*PROBLEM TO SOLVE*
Report all lines below with the word "should".
(Beginning of THE INPUT)
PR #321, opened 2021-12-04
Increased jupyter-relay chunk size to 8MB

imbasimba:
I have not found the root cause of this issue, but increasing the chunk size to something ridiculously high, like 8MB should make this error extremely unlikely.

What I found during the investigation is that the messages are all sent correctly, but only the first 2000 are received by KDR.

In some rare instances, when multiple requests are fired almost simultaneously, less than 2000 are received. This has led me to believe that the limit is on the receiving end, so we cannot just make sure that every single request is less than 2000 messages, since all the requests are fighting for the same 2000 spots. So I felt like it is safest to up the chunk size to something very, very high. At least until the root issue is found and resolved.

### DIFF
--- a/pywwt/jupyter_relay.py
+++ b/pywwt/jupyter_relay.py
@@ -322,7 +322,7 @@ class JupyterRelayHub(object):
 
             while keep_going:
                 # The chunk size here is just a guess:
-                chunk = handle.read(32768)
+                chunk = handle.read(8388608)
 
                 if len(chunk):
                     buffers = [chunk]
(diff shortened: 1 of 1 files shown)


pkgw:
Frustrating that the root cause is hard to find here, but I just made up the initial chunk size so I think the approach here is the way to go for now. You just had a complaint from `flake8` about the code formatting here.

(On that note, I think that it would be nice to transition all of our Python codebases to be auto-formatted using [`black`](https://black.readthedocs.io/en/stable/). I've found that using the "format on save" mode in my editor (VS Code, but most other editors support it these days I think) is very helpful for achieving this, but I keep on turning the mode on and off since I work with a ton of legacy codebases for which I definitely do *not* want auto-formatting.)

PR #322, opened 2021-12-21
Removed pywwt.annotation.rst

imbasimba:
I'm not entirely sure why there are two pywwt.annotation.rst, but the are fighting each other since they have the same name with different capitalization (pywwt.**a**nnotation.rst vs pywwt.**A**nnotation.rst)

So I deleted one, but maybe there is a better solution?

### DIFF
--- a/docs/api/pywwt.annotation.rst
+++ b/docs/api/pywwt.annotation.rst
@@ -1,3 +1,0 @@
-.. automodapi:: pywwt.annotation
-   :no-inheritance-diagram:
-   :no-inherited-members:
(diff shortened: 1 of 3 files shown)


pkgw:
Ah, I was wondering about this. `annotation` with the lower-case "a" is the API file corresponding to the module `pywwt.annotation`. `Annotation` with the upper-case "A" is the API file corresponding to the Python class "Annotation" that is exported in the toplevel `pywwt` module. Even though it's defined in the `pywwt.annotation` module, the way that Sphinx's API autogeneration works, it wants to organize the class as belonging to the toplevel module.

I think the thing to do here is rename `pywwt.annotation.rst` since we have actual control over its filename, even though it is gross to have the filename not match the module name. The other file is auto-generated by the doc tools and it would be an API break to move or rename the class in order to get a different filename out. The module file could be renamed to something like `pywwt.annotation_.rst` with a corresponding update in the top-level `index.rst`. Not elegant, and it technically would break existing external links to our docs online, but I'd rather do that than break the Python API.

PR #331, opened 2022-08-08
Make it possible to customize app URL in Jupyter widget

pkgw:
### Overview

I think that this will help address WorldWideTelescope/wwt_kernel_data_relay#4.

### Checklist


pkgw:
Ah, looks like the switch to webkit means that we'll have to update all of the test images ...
(End of THE INPUT)
(Beginning of THE INPUT)
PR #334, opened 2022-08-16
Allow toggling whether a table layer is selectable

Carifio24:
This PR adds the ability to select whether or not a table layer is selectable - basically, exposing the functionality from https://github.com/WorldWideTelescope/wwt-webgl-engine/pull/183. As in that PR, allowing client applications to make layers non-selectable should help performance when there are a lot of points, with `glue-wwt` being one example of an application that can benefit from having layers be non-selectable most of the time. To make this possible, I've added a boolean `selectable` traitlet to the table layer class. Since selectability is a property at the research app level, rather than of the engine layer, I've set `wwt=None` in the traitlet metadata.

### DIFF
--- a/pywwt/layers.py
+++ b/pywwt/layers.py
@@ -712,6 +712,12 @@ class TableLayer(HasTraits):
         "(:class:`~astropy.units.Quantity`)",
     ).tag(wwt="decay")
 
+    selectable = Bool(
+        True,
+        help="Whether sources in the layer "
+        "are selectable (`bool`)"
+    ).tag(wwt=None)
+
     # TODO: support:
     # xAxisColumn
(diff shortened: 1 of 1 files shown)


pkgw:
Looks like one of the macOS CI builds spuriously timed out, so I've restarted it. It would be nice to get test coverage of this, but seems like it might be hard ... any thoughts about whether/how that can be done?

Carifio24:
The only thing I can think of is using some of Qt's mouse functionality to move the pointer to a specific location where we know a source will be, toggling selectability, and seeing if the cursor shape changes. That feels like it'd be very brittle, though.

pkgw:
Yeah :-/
(End of THE INPUT)
*TASK RESULT*
I have not found the root cause of this issue, but increasing the chunk size to something ridiculously high, like 8MB should make this error extremely unlikely.
This PR adds the ability to select whether or not a table layer is selectable - basically, exposing the functionality from https://github.com/WorldWideTelescope/wwt-webgl-engine/pull/183. As in that PR, allowing client applications to make layers non-selectable should help performance when there are a lot of points, with `glue-wwt` being one example of an application that can benefit from having layers be non-selectable most of the time. To make this possible, I've added a boolean `selectable` traitlet to the table layer class. Since selectability is a property at the research app level, rather than of the engine layer, I've set `wwt=None` in the traitlet metadata.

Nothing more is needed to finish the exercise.